Normalement, même si quelques divergences de vues persistaient en termes de principe, les animateurs de la coalition doivent faire avancer la barque dans le sens de marquer la différence avec des vieilles méthodes décriées sous le régime passé.
Au niveau de la gestion de la chose publique, le phénomène récurrent des rétro-commissions, de corruption ainsi que de la montée en puissance du trafic d’influence et de l’impunité, devait être totalement banni, honni et extirpé des mœurs des dirigeants congolais.
Aujourd’hui, l’alternance tant prônée donne l’impression d’être un changement cosmétique, d’être un changement de façade. Alors que les réformes tardent, voici que les sauts-de-mouton, ces travaux provoqués lorsque Félix Tshisekedi venait à peine d’accéder au pouvoir, font leurs premières victimes.

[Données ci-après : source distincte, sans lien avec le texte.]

PR #218, opened 2020-10-07
Update subworld handling of collisions and animation

TikiBear:
Update subworld handling of collisions and animation.

### DIFF
--- a/korman/exporter/physics.py
+++ b/korman/exporter/physics.py
@@ -157,7 +157,7 @@ class PhysicsConverter:
 
             # Got subworlds?
             subworld = bo.plasma_object.subworld
-            if self.is_dedicated_subworld(subworld, sanity_check=False):
+            if subworld is not None and self.is_dedicated_subworld(subworld, sanity_check=False):
                 physical.subWorld = self._mgr.find_create_key(plHKSubWorld, bl=subworld)
 
             # Export the collision modifier here since we like stealing from it anyway.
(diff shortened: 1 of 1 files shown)


TikiBear:
This is what I did to make subworlds work in The Flying Cauldron and Duck Knee.

korman/exporter/physics.py
```diff
@@ -157,7 +157,7 @@ def generate_physical(self, bo, so, **kwargs):
 
             # Got subworlds?
             subworld = bo.plasma_object.subworld
-            if self.is_dedicated_subworld(subworld, sanity_check=False):
+            if subworld is not None and self.is_dedicated_subworld(subworld, sanity_check=False):
```
Hoikas, line 160: It looks like `is_dedicated_subworld()` already returns `False` for subworlds that are `None`.

korman/exporter/physics.py
```diff
@@ -212,11 +212,11 @@ def _iter_object_tree(bo, stop_at_subworld):
                 bo_xformed = bo.plasma_object.has_transform_animation
 
                 # MOUL: only objects that have animation data are kPhysAnim
-                if ver != pvMoul or bo_xformed:
+                if mod.enabled and (ver != pvMoul or bo_xformed):
```
Hoikas, line 215: This could break animated clickables and regions because their physics objects are exported by nodes, not the collision modifier.

korman/exporter/physics.py
```diff
@@ -212,11 +212,11 @@ def _iter_object_tree(bo, stop_at_subworld):
...
                     _set_phys_prop(plSimulationInterface.kPhysAnim, simIface, physical)
                 # PotS: objects inheriting parent animation only are not pinned
                 # MOUL: animated objects in subworlds are not pinned
-                if bo_xformed and (ver != pvMoul or subworld is None):
+                if (bo_xformed and (ver != pvMoul or subworld is None)) or ((ver != pvMoul) and subworld is not None and (not bo_xformed)):
```
Hoikas, line 219: I suspect this is what's fixing subworlds, but the `kPinned` property only has an effect in PotS. The conditional is really hard to follow, so I'm not really able to glance in and see what's happening.

Hoikas:
@julyfortoday Did some work on demonstrating the subworld problems on the forum. I wasn't really able to understand his sample blend though, and edits to his posts indicated that he had figured out a number of the problems. Maybe he'll chime in? *cross fingers*

TikiBear:
It sounds as though my approach is too naive. I'm fine standing down. I can only test on PotS, anyway. With everyone's helpful input I can watch for unexpected side effects going forward.

Issue #204, opened 2020-09-23
Day/night cycle animation support


dpogue:
Day/Night cycles (or other animations spanning the duration of the day) are handled using plAgeGlobalAnims. Instead of being time or frame based, these animations run from their starting frame to their ending frame over the course of the Age's day length (slight simplification, since it involves SDLs and time of day percentages).

The goal is to add a new animation modifier to korman to flag these sorts of animations. It should also have a field for specifying which SDL variable controls the animation. The bindings already exist in PyHSPlasma.

**Tasks:**

- [ ] Set up a new korman modifier for "Day cycle animations"
  - It should take the name of an SDL variable that controls the animation progress
- [ ] Set up export code to export the animation as a plAgeGlobalAnim

Hoikas:
This would probably make more sense as a single property on the animation modifier.

dpogue:
Checkbox on the existing modifier for "Driven by SDL variable" that enables a textbox for the SDL varname?

Hoikas:
I was thinking a single text field for the SDL variable--a blank input is a plain old ATC Anim.

DoobesURU:
The above PR goes along the lines of what Hoikas was thinking for the modifier: a single text field entry. At the moment, it's only enabled when the "Loop Anim" option is selected. Not sure if that's how we want it?

Issue #140, opened 2019-03-01
Multiple animations per object


Hoikas:
Presently, animations are rather inflexibly hardwired in for the Action currently linked to the object. In some cases, it is desirable to have multiple animations attached to a single object. As such, we should allow the user to specify Actions to export from the animation modifier or (other pertinent location). No setting should keep the old default behavior.

Hoikas:
Deferring to later release, potentially 0.11.

Hoikas:
After experimenting with NLA strips and looking over the PlasmaMax documentation, I have decided that Blender's NLA animation system does not meet the needs of Korman. Instead, we will retain the animation modifier and allow it to point to segments of the animation to export as completely separate animations, just like the Max plugin does. Multiple animations are mostly useful for GUIs, so the need to use them is probably limited, so there's no need for an over engineered solution.

Hoikas:
Closed by #282.

PR #219, opened 2020-10-09
Add plAgeGlobalAnim support

DoobesURU:
Adds SDL Global animation to Korman per #204 (work in progress).

What it does so far:

* Adds SDL field to Animation modifier. ~~Note that it's only available if "Loop Anim" is selected (is this OK?).~~
* Creates ~~what appears to be~~ an ~~valid~~ Age Global Animation (plAgeGlobalAnim) entry into the PRP files ~~aside from one flaw (see below)~~.

A few things to fix:

* ~~SDL parameter from modifier isn't being written to AgeGlobalAnim's "GlobalVarName" entry.~~ Fixed thanks to dpogue.
* ~~Global Animation being created for non-object animations (layer animations), causing glitching.~~
* ~~Some extra ATC parameters (says it needs fixing?)~~
* "Writing Age data..." part of export is hanging for several seconds, most likely due to mah hacks. 😉 
* ~~Global Animation also creates a near-empty ATCAnim.~~

### DIFF
--- a/korman/exporter/animation.py
+++ b/korman/exporter/animation.py
@@ -72,7 +72,11 @@ class AnimationConverter:
         # There is a race condition in the client with animation loading. It expects for modifiers
         # to be listed on the SceneObject in a specific order. D'OH! So, always use these funcs.
         agmod, agmaster = self.get_anigraph_objects(bo, so)
-        atcanim = self._mgr.find_create_object(plATCAnim, so=so)
+        anim_data = bo.plasma_modifiers.animation
+        if anim_data.obj_sdl_anim:
+            atcanim = self._mgr.find_create_object(plAgeGlobalAnim, so=so)
+        else:
+            atcanim = self._mgr.find_create_object(plATCAnim, so=so)
 
         # Add the animation data to the ATC
         for i in applicators:
@@ -89,21 +93,30 @@ class AnimationConverter:
                 if i is not None:
                     yield i.frame_range[index]
         atcanim.name = "(Entire Animation)"
-        atcanim.start = self._convert_frame_time(min(get_ranges(obj_action, data_action, index=0)))
-        atcanim.end = self._convert_frame_time(max(get_ranges(obj_action, data_action, index=1)))
+        if anim_data.obj_sdl_anim:
+            atcanim.start = self._convert_frame_time(min(get_ranges(obj_action, index=0)))
+            atcanim.end = self._convert_frame_time(max(get_ranges(obj_action, index=1)))
+        else:
+            atcanim.start = self._convert_frame_time(min(get_ranges(obj_action, data_action, index=0)))
+            atcanim.end = self._convert_frame_time(max(get_ranges(obj_action, data_action, index=1)))
 
         # Marker points
-        if obj_action is not None:
+        if obj_action is not None and anim_data.obj_sdl_anim is None:
             for marker in obj_action.pose_markers:
                 atcanim.setMarker(marker.name, self._convert_frame_time(marker.frame))
 
-        # Fixme? Not sure if we really need to expose this...
-        atcanim.easeInMin = 1.0
-        atcanim.easeInMax = 1.0
-        atcanim.easeInLength = 1.0
-        atcanim.easeOutMin = 1.0
-        atcanim.easeOutMax = 1.0
-        atcanim.easeOutLength = 1.0
+        def set_anim_params(plAGAnim):
+            sdl_name = bo.plasma_modifiers.animation.obj_sdl_anim
+            if sdl_name:
+                atcanim.globalVarName = sdl_name
+            else:
+                # Fixme? Not sure if we really need to expose this...
+                atcanim.easeInMin = 1.0
+                atcanim.easeInMax = 1.0
+                atcanim.easeInLength = 1.0
+                atcanim.easeOutMin = 1.0
+                atcanim.easeOutMax = 1.0
+                atcanim.easeOutLength = 1.0
 
     def _convert_camera_animation(self, bo, so, obj_fcurves, data_fcurves):
         if data_fcurves:
--- a/korman/exporter/animation.py
+++ b/korman/exporter/animation.py
@@ -73,10 +73,7 @@ class AnimationConverter:
         # to be listed on the SceneObject in a specific order. D'OH! So, always use these funcs.
         agmod, agmaster = self.get_anigraph_objects(bo, so)
         anim_mod = bo.plasma_modifiers.animation
-        if anim_mod.obj_sdl_anim:
-            atcanim = self._mgr.find_create_object(plAgeGlobalAnim, so=so)
-        else:
-            atcanim = self._mgr.find_create_object(plATCAnim, so=so)
+        atcanim = self._mgr.find_create_object(anim_mod.anim_type, so=so)
 
         # Add the animation data to the ATC
         for i in applicators:
@@ -93,26 +90,23 @@ class AnimationConverter:
                 if i is not None:
                     yield i.frame_range[index]
         atcanim.name = "(Entire Animation)"
-        def anim_range_type(plAGAnim):
-            if anim_mod.obj_sdl_anim:
-                atcanim.start = self._convert_frame_time(min(get_ranges(obj_action, data_action, index=0)))
-                atcanim.end = self._convert_frame_time(max(get_ranges(obj_action, data_action, index=1)))
-                atcanim.globalVarName = anim_mod.obj_sdl_anim
-            else:
-                atcanim.start = self._convert_frame_time(min(get_ranges(obj_action, data_action, index=0)))
-                atcanim.end = self._convert_frame_time(max(get_ranges(obj_action, data_action, index=1)))
-                # Fixme? Not sure if we really need to expose this...
-                atcanim.easeInMin = 1.0
-                atcanim.easeInMax = 1.0
-                atcanim.easeInLength = 1.0
-                atcanim.easeOutMin = 1.0
-                atcanim.easeOutMax = 1.0
-                atcanim.easeOutLength = 1.0
-
+        sdl_name = bo.plasma_modifiers.animation.obj_sdl_anim
+        atcanim.start = self._convert_frame_time(min(get_ranges(obj_action, data_action, index=0)))
+        atcanim.end = self._convert_frame_time(max(get_ranges(obj_action, data_action, index=1)))
+        if isinstance(atcanim, plAgeGlobalAnim):
+            atcanim.globalVarName = anim_mod.obj_sdl_anim
+        if isinstance(atcanim, plATCAnim):
         # Marker points
-        if obj_action is not None and anim_mod is None:
-            for marker in obj_action.pose_markers:
-                atcanim.setMarker(marker.name, self._convert_frame_time(marker.frame))
+            if obj_action is not None and not anim_data.obj_sdl_anim:
+                for marker in obj_action.pose_markers:
+                    atcanim.setMarker(marker.name, self._convert_frame_time(marker.frame))
+            # Fixme? Not sure if we really need to expose this...
+            atcanim.easeInMin = 1.0
+            atcanim.easeInMax = 1.0
+            atcanim.easeInLength = 1.0
+            atcanim.easeOutMin = 1.0
+            atcanim.easeOutMax = 1.0
+            atcanim.easeOutLength = 1.0
 
     def _convert_camera_animation(self, bo, so, obj_fcurves, data_fcurves):
         if data_fcurves:
--- a/korman/exporter/animation.py
+++ b/korman/exporter/animation.py
@@ -90,14 +90,14 @@ class AnimationConverter:
                 if i is not None:
                     yield i.frame_range[index]
         atcanim.name = "(Entire Animation)"
-        sdl_name = bo.plasma_modifiers.animation.obj_sdl_anim
+        sdl_name = anim_mod.obj_sdl_anim
         atcanim.start = self._convert_frame_time(min(get_ranges(obj_action, data_action, index=0)))
         atcanim.end = self._convert_frame_time(max(get_ranges(obj_action, data_action, index=1)))
         if isinstance(atcanim, plAgeGlobalAnim):
             atcanim.globalVarName = anim_mod.obj_sdl_anim
         if isinstance(atcanim, plATCAnim):
-        # Marker points
-            if obj_action is not None and not anim_data.obj_sdl_anim:
+            # Marker points
+            if obj_action is not None:
                 for marker in obj_action.pose_markers:
                     atcanim.setMarker(marker.name, self._convert_frame_time(marker.frame))
             # Fixme? Not sure if we really need to expose this...
--- a/korman/exporter/animation.py
+++ b/korman/exporter/animation.py
@@ -22,7 +22,7 @@ import weakref
 
 from . import utils
 
-class AnimationConverter:
+class AnimationConverter(plAGAnim):
     def __init__(self, exporter):
         self._exporter = weakref.ref(exporter)
         self._bl_fps = bpy.context.scene.render.fps
@@ -75,7 +75,7 @@ class AnimationConverter:
         anim_data = bo.plasma_modifiers.animation
         if anim_data.obj_sdl_anim:
             atcanim = self._mgr.find_create_object(plAgeGlobalAnim, so=so)
-        else:
+        elif anim_data.obj_sdl_anim is None:
             atcanim = self._mgr.find_create_object(plATCAnim, so=so)
 
         # Add the animation data to the ATC
@@ -96,7 +96,7 @@ class AnimationConverter:
         if anim_data.obj_sdl_anim:
             atcanim.start = self._convert_frame_time(min(get_ranges(obj_action, index=0)))
             atcanim.end = self._convert_frame_time(max(get_ranges(obj_action, index=1)))
-        else:
+        elif anim_data.obj_sdl_anim is None:
             atcanim.start = self._convert_frame_time(min(get_ranges(obj_action, data_action, index=0)))
             atcanim.end = self._convert_frame_time(max(get_ranges(obj_action, data_action, index=1)))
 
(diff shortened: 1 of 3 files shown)


korman/exporter/animation.py
```diff
@@ -73,37 +73,55 @@ def fetch_animation_data(id_data):
...
 
         # Marker points
         if obj_action is not None:
             for marker in obj_action.pose_markers:
                 atcanim.setMarker(marker.name, self._convert_frame_time(marker.frame))
 
+        def set_anim_params(plAGAnim):
+            sdl_name = bo.plasma_modifiers.animation.obj_sdl_anim
+            if sdl_name is not None:
+                globalanim.fGlobalVarName = sdl_name
```
dpogue, line 116: I think this should be `globalanim.globalVarName`

korman/exporter/animation.py
```diff
@@ -73,37 +73,55 @@ def fetch_animation_data(id_data):
         # to be listed on the SceneObject in a specific order. D'OH! So, always use these funcs.
         agmod, agmaster = self.get_anigraph_objects(bo, so)
         atcanim = self._mgr.find_create_object(plATCAnim, so=so)
+        globalanim = self._mgr.find_create_object(plAgeGlobalAnim, so=so)
```
dpogue, line 76: Because a plAgeGlobalAnim is a special type of plATCAnim and has all the same functions available, you might be able to simplify this and avoid creating two objects and a bunch of these `if` conditions.

Something like this might work:
```python
if anim_data.obj_sdl_anim:
  atcanim = self._mgr.find_create_object(plAgeGlobalAnim, so=so)
else:
  atcanim = self._mgr.find_create_object(plATCAnim, so=so)
```

Then you can mostly use `atcanim` without caring whether it's a plATCAnim or a plAgeGlobalAnim.

dpogue (commented):
Thanks for tackling this Doobes!

korman/exporter/animation.py
DoobesURU: Yep, that fix that part at least. Thank you!

DoobesURU: Actually, after redoing the script a bit, it's back to not working. ☹️

korman/exporter/animation.py
DoobesURU: I've reworked that section of the script a bit to try what you said and pushed the changes. It's now only creating a plAgeGlobalAnim for anything with an SDL state, but for some reason, it's still creating a supplementary ATCAnim object...likely due to the set_anim_params def I added?

dpogue: It's possible the plATCAnim is getting created by another modifier. There are 2 spots in properties/modifiers/anim.py that look like they create ATCAnims.

I can't see where you're actually calling the `set_anim_params` function...?

DoobesURU: I've taken out the `set_anim_params` def, but it's still creating an ATCAnim for the global animations. Is it possible it's giving the object a second pass and adding it then? Might explain the "write data files" lagging? Might also have to do with this part:

```
            # Fixme? Not sure if we really need to expose this...
            atcanim.easeInMin = 1.0
            atcanim.easeInMax = 1.0
            atcanim.easeInLength = 1.0
            atcanim.easeOutMin = 1.0
            atcanim.easeOutMax = 1.0
            atcanim.easeOutLength = 1.0
```

DoobesURU:
Lastest commit (c5552f8) fixes the duplicated entry in ATC Anim for global animations. While the object animation appears to be working properly now, it seems to have messed up a layer SDL animation on the same object.

For reference, here's the file with which I've been testing: https://www.dropbox.com/s/62d5p50kztugyi9/DayNightTest02.blend?dl=0

korman/exporter/animation.py
```diff
@@ -22,7 +22,7 @@
 
 from . import utils
 
-class AnimationConverter:
+class AnimationConverter(plAGAnim):
```
Hoikas, line 25: O.o

korman/exporter/animation.py
```diff
@@ -72,7 +72,11 @@ def fetch_animation_data(id_data):
         # There is a race condition in the client with animation loading. It expects for modifiers
         # to be listed on the SceneObject in a specific order. D'OH! So, always use these funcs.
         agmod, agmaster = self.get_anigraph_objects(bo, so)
-        atcanim = self._mgr.find_create_object(plATCAnim, so=so)
+        anim_data = bo.plasma_modifiers.animation
```
Hoikas, line 75: `anim_data` is playing with my mind a little bit. I think because there is a blender type named `AnimationData`. Could we change this to something like `anim_mod`?

korman/exporter/animation.py
```diff
@@ -89,21 +93,29 @@ def get_ranges(*args, **kwargs):
                 if i is not None:
                     yield i.frame_range[index]
         atcanim.name = "(Entire Animation)"
-        atcanim.start = self._convert_frame_time(min(get_ranges(obj_action, data_action, index=0)))
-        atcanim.end = self._convert_frame_time(max(get_ranges(obj_action, data_action, index=1)))
+        if anim_data.obj_sdl_anim:
+            atcanim.start = self._convert_frame_time(min(get_ranges(obj_action, index=0)))
+            atcanim.end = self._convert_frame_time(max(get_ranges(obj_action, index=1)))
+        elif anim_data.obj_sdl_anim is None:
```
Hoikas, line 99: This will cause things like lamp color animations to not have the proper length in age global animations. While I do think `get_ranges` is a bit aggressive, I'm not sure this is the correct fix.

korman/properties/modifiers/anim.py
```diff
@@ -60,37 +60,44 @@ class PlasmaAnimationModifier(ActionModifier, PlasmaModifierProperties):
...
-                atcanim.initial = -1.0
-            if self.loop:
-                loop_start = markers.get(self.loop_start)
-                if loop_start is not None:
-                    atcanim.loopStart = _convert_frame_time(loop_start.frame)
+        anim_data = bo.plasma_modifiers.animation
+        if anim_data.obj_sdl_anim:
+            atcanim = exporter.mgr.find_create_object(plAgeGlobalAnim, so=so)
+        else:
+            atcanim = exporter.mgr.find_create_object(plATCAnim, so=so)
```
Hoikas, line 74: This pattern of checking `obj_sdl_anim` to figure out what kind of object to create is happening fairly often. We could hide this detail by  adding a property to the animation modifier, like so:
```python
@property
def anim_type(self):
    return plAgeGlobalAnim if self.obj_sdl_anim else plATCAnim
```
Then you could simplify some of the export code by doing things like:
```python
anim = mgr.find_create_object(anim_mod.anim_type, so=so)
if isinstance(anim, plAgeGlobalAnim):
    # ... code for age SDL animation here ...
else:
    # ... regular animation but not SDL animation here ...
# both here...
```

korman/exporter/animation.py
DoobesURU: Yeah, I kinda figured that'd catch your eye. Any suggestions on an alternative spot for that...or an alternative callback entirely?

Hoikas: I don't think you need this at all?

korman/exporter/animation.py
DoobesURU: Sure!

korman/exporter/animation.py
DoobesURU: Yeah, that was part of my hatchet job of trying to get ATC and global separate. I'll try adding the data_action back in.

korman/properties/modifiers/anim.py
DoobesURU: Done!

korman/exporter/animation.py
DoobesURU: plAGAnim was initially needed for the globalVarName. Otherwise, it couldn't find that property. I may have an alternative now thanks to one of your other suggestions. We'll see if it works.

korman/properties/modifiers/anim.py
```diff
@@ -60,37 +60,48 @@ class PlasmaAnimationModifier(ActionModifier, PlasmaModifierProperties):
...
-            if initial_marker is not None:
-                atcanim.initial = _convert_frame_time(initial_marker.frame)
-            else:
-                atcanim.initial = -1.0
-            if self.loop:
-                loop_start = markers.get(self.loop_start)
-                if loop_start is not None:
-                    atcanim.loopStart = _convert_frame_time(loop_start.frame)
+        anim_mod = bo.plasma_modifiers.animation
+        anim = exporter.mgr.find_create_object(anim_mod.anim_type, so=so)
```
Hoikas, line 74:
```suggestion
        atcanim = exporter.mgr.find_create_object(anim_mod.anim_type, so=so)
```

korman/properties/modifiers/anim.py
```diff
@@ -60,37 +60,48 @@ class PlasmaAnimationModifier(ActionModifier, PlasmaModifierProperties):
...
+        if isinstance(anim, plAgeGlobalAnim):
+            atcanim = exporter.mgr.find_create_object(plAgeGlobalAnim, so=so)
+        else:
+            atcanim = exporter.mgr.find_create_object(plATCAnim, so=so)
```
Hoikas, line 78: These are making duplicate animation objects. Instead, I would have just what's under `else:` as `if not isinstance(anim, plATCAnim):`

korman/ui/modifiers/anim.py
```diff
@@ -43,6 +43,9 @@ def animation(modifier, layout, context):
         col.enabled = modifier.loop
```
Hoikas, line 43:
```suggestion
        col.enabled = modifier.loop and modifier.obj_sdl_anim
```

korman/exporter/animation.py
```diff
@@ -72,7 +72,11 @@ def fetch_animation_data(id_data):
         # There is a race condition in the client with animation loading. It expects for modifiers
         # to be listed on the SceneObject in a specific order. D'OH! So, always use these funcs.
         agmod, agmaster = self.get_anigraph_objects(bo, so)
-        atcanim = self._mgr.find_create_object(plATCAnim, so=so)
+        anim_mod = bo.plasma_modifiers.animation
+        if anim_mod.obj_sdl_anim:
+            atcanim = self._mgr.find_create_object(plAgeGlobalAnim, so=so)
+        else:
+            atcanim = self._mgr.find_create_object(plATCAnim, so=so)
```
Hoikas, line 79: I would replace this with: 
```python
atcanim = self._mgr.find_create_object(anim_mod.anim_type, so=so)
```

korman/exporter/animation.py
```diff
@@ -89,22 +93,27 @@ def get_ranges(*args, **kwargs):
...
+                atcanim.easeInMin = 1.0
+                atcanim.easeInMax = 1.0
+                atcanim.easeInLength = 1.0
+                atcanim.easeOutMin = 1.0
+                atcanim.easeOutMax = 1.0
+                atcanim.easeOutLength = 1.0
 
         # Marker points
-        if obj_action is not None:
+        if obj_action is not None and anim_mod is None:
```
Hoikas, line 113:
```suggestion
        if obj_action is not None and not anim_data.obj_sdl_anim :
```

korman/exporter/animation.py
```diff
@@ -89,22 +93,27 @@ def get_ranges(*args, **kwargs):
                 if i is not None:
                     yield i.frame_range[index]
         atcanim.name = "(Entire Animation)"
-        atcanim.start = self._convert_frame_time(min(get_ranges(obj_action, data_action, index=0)))
-        atcanim.end = self._convert_frame_time(max(get_ranges(obj_action, data_action, index=1)))
+        def anim_range_type(plAGAnim):
```
Hoikas, line 96: You've turned this into a function, and it's not being called anywhere, so I don't think this will export correctly. I think the start, end, and "FIXME" stuff should all go back to the way it was before this change request. Then you can add in right below `atcanim.end = ...`:

```python
if isinstance(atcanim, plAgeGlobalAnim):
    atcanim.globalVarName = anim_mod.obj_sdl_anim
```

DoobesURU:
More things changed, but now the globalVarName is not exporting again.

korman/exporter/animation.py
```diff
@@ -89,22 +93,27 @@ def get_ranges(*args, **kwargs):
...
+            if anim_mod.obj_sdl_anim:
+                atcanim.start = self._convert_frame_time(min(get_ranges(obj_action, data_action, index=0)))
+                atcanim.end = self._convert_frame_time(max(get_ranges(obj_action, data_action, index=1)))
+                atcanim.globalVarName = anim_mod.obj_sdl_anim
+            else:
+                atcanim.start = self._convert_frame_time(min(get_ranges(obj_action, data_action, index=0)))
+                atcanim.end = self._convert_frame_time(max(get_ranges(obj_action, data_action, index=1)))
+                # Fixme? Not sure if we really need to expose this...
```
Hoikas, line 104: You could put this under an `if isinstance(atcanim, plATCAnim):`

Hoikas (commented):
OK, I actually looked at the difference between `plATCAnim` and `plAgeGlobalAnim` this time. Part of me wonders if we should have a drop-down for selecting between age-global and logic driven animations to hide the irrelevant pieces of the UI.

And, of course, there's the chaos of #140 looming at some point on the horizon... :cry:

korman/ui/modifiers/anim.py
DoobesURU: This caused everything below "Start Marker" to disappear if Loop Anim was selected. I'll play around with this some more. 😉 

EDIT: putting "and **not**" before modifier.obj_sdl_anim fixed it.

DoobesURU:
It's still slowing things up for a few seconds at the Writing Age data... part, but it's functioning as it should be now.

korman/properties/modifiers/anim.py
```diff
@@ -60,37 +60,46 @@ class PlasmaAnimationModifier(ActionModifier, PlasmaModifierProperties):
...
-            else:
-                atcanim.initial = -1.0
-            if self.loop:
-                loop_start = markers.get(self.loop_start)
-                if loop_start is not None:
-                    atcanim.loopStart = _convert_frame_time(loop_start.frame)
+        anim_mod = bo.plasma_modifiers.animation
+        atcanim = exporter.mgr.find_create_object(anim_mod.anim_type, so=so)
+        if not isinstance(atcanim, plAgeGlobalAnim):
+            atcanim = exporter.mgr.find_create_object(plATCAnim, so=so)
```
Hoikas, line 76:
```suggestion
```

We have already created the animation object, so no need to do it again.

korman/ui/modifiers/anim.py
```diff
@@ -32,6 +32,7 @@ def animation(modifier, layout, context):
         return
 
     split = layout.split()
+    col = layout.column()
```
Hoikas, line 35:
```suggestion
```

korman/exporter/animation.py
```diff
@@ -89,21 +90,23 @@ def get_ranges(*args, **kwargs):
...
-                atcanim.setMarker(marker.name, self._convert_frame_time(marker.frame))
-
-        # Fixme? Not sure if we really need to expose this...
-        atcanim.easeInMin = 1.0
-        atcanim.easeInMax = 1.0
-        atcanim.easeInLength = 1.0
-        atcanim.easeOutMin = 1.0
-        atcanim.easeOutMax = 1.0
-        atcanim.easeOutLength = 1.0
+            if obj_action is not None and not anim_data.obj_sdl_anim:
```
Hoikas, line 100:
```suggestion
            if obj_action is not None:
```

Since we know we're not an SDL animation, we can blow away that check.

korman/exporter/animation.py
```diff
@@ -89,21 +90,23 @@ def get_ranges(*args, **kwargs):
                 if i is not None:
                     yield i.frame_range[index]
         atcanim.name = "(Entire Animation)"
+        sdl_name = bo.plasma_modifiers.animation.obj_sdl_anim
```
Hoikas, line 93:
```suggestion
        sdl_name = anim_mod.obj_sdl_anim
```

korman/exporter/animation.py
```diff
@@ -89,21 +90,23 @@ def get_ranges(*args, **kwargs):
...
         atcanim.start = self._convert_frame_time(min(get_ranges(obj_action, data_action, index=0)))
         atcanim.end = self._convert_frame_time(max(get_ranges(obj_action, data_action, index=1)))
-
+        if isinstance(atcanim, plAgeGlobalAnim):
+            atcanim.globalVarName = anim_mod.obj_sdl_anim
+        if isinstance(atcanim, plATCAnim):
         # Marker points
```
Hoikas, line 99:
```suggestion
            # Marker points
```

Style nitpick: we want to make sure our indentation is correct :wink:

korman/ui/modifiers/anim.py
```diff
@@ -40,9 +41,13 @@ def animation(modifier, layout, context):
     if action:
         layout.prop_search(modifier, "initial_marker", action, "pose_markers", icon="PMARKER")
         col = layout.column()
-        col.enabled = modifier.loop
+        col.enabled = modifier.loop and not modifier.obj_sdl_anim
         col.prop_search(modifier, "loop_start", action, "pose_markers", icon="PMARKER")
         col.prop_search(modifier, "loop_end", action, "pose_markers", icon="PMARKER")
+        col = layout.column()
```
Hoikas, line 47: I'm wondering if we should just add in a `layout.separator()` here and make this the full width.

DoobesURU: This causes the field to vanish. 😐

Hoikas: Did you also change over the next two things from `col` to `layout`?

DoobesURU: Fixed now.

DoobesURU:
Update: Yep, there appear to be problems with animated objects that have "Shadeless" materials and no Bake Lighting modifier. As mentioned above, when exported, the lighting goes all out of whack and does not produce the needed shadeless material. Parenting the object to an empty removes the problem, but this is definitely a flaw.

Quoique présumées innocentes, les personnes appréhendées croupissent déjà sous le contrôle d’un geôlier à Makala. Puisqu’il s’agit d’une chaîne, dans cette affaire de marché de gré à gré, il n’est pas exclu que d’autres brebis scrofuleuses soient happées dans les filets mais, sans jugement, ni enquêtes sérieuses, objectives ou impartiales.
Or, cette affaire, si elle remonte à la surface, est capable d’écrouler l’essentiel de l’édifice de ce qui a pu être réalisé, tout au long de ce chemin aux contours difficiles qu’aura emprunté la coalition.
Alors qu’il y a encore quatre ans devant, avant la tenue des prochaines élections dont l’échéance connue, interviendra en 2023, d’autres difficultés s’amoncellent sur cette trajectoire fort risquée.
Bien d’analystes, au regard des interpellations autour des passeports, de l’excavation d’une série de dossiers sales, craignent que de nouvelles escalades et autres discours acérés n’en arrivent à empoisonner le climat.
Plus d’une fois, à toutes ces craintes justifiées, du reste, par la menace de recours au bic rouge, de dissolution de l’Assemblée Nationale ou, même, du déboulonnement de l’ancien système, telle qu’elle transparaît clairement dans les actes du nouveau locataire du Palais de la Nation, s’ajoutera certainement, la perspective de la fièvre électorale qui attisera encore et davantage des tensions dans les prochains jours.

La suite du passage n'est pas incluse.